Life is a continual exercise in expectation management. Witness our journey to the Bassin-Bleu waterfall outside of Jacmel in southern Haiti.
Haiti, it turns out, possesses quite a many blue pools, all quite aptly if not unimaginatively named Bassin-Bleu or “blue pool.” The most famous of these, pictured below, is outside the town of Jacmel. If all the photos of Haiti's bassins-bleus are anything to go by, each one is pretty much the essence of inviting: hidden and tempting; turquoise, deep blue or mystically translucent pools of water depending on the angle of the sun and time of the day of the photo.
But half the fun is getting there.
“To get to Bassin-Bleu, we’ll pick up the donkeys in town,” Cyril, our G Adventures guide, told us as our van drove along Haiti’s southern coast towards Jacmel.
So I’m thinking, and in fact even utter aloud, “Awesome, donkeys. I love donkeys!” (I have a soft spot for the world’s most under-appreciated beast of burden, by the way.)
Unfortunately, I soon learned that “donkey” is slang for pickup truck. As in a pickup truck with wooden plank seats in the back that pound the rear-ends of passengers while navigating Haitian mountain-tucked moonscapes.
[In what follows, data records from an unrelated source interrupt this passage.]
PR #1605, opened 2025-01-31
fix: do not return repeated directly

sago2k8:
Use the complete response when the response is a list.

for some method the example does not match the actual response and we probably want to ensure the response is not nested. maybe the question is around breaking the API, so happy to do it for V1


proto/redpanda/api/dataplane/v1alpha2/topic.proto
```diff
@@ -292,10 +292,7 @@ service TopicService {
     };
   }
   rpc GetTopicConfigurations(GetTopicConfigurationsRequest) returns (GetTopicConfigurationsResponse) {
-    option (google.api.http) = {
-      get: "/v1alpha2/topics/{topic_name}/configurations"
-      response_body: "configurations"
-    };
+    option (google.api.http) = {get: "/v1alpha2/topics/{topic_name}/configurations"};
```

On our donkey, we wound our way into the hills, even forded a river, then caught a wide view of Haiti’s southern coast along the way. If you are going to bruise your ass, you might as well enjoy it.
Finally, the truck pulls to a stop as we reach a sort of trailhead. From there, we take a short walk, after which we turn the corner to find a shallow patch of turbid brown liquid staring back at us.
“No < insert expletive here > way,” I say to myself. OK, my disappointment may have squeaked out for public consumption.
Perhaps in response, one of our guides says: “Because of the recent rains, it’s going to be a little murky.”
“You think?” I utter under my breath, sort of.
I don’t know if the comic timing was intended, but those brown pools served as a way to take the wind out of my sails and reset expectations. Any hue would have bested the stagnant brown of what looked like the terminus of the Ganges.
After another short walk, we turned a final corner, made a short rappel down some rocks, crossed some more shallow water, mounted another rock and witnessed a waterfall healthily clearing itself into a truly blue turquoise pool. Now this was Bassin-Bleu, a protected little forest oasis whose soundtrack consisted of a waterfall punctuated by the joyful shrieks and cheers of people in its clutches.
There was nothing more to do than jump in and join them. Refreshing, relaxing and rejuvenating. I remember recalling later that evening that my skin and hair felt remarkable, as if given new life. Hidden pools of natural mountain-fed water will do that to you.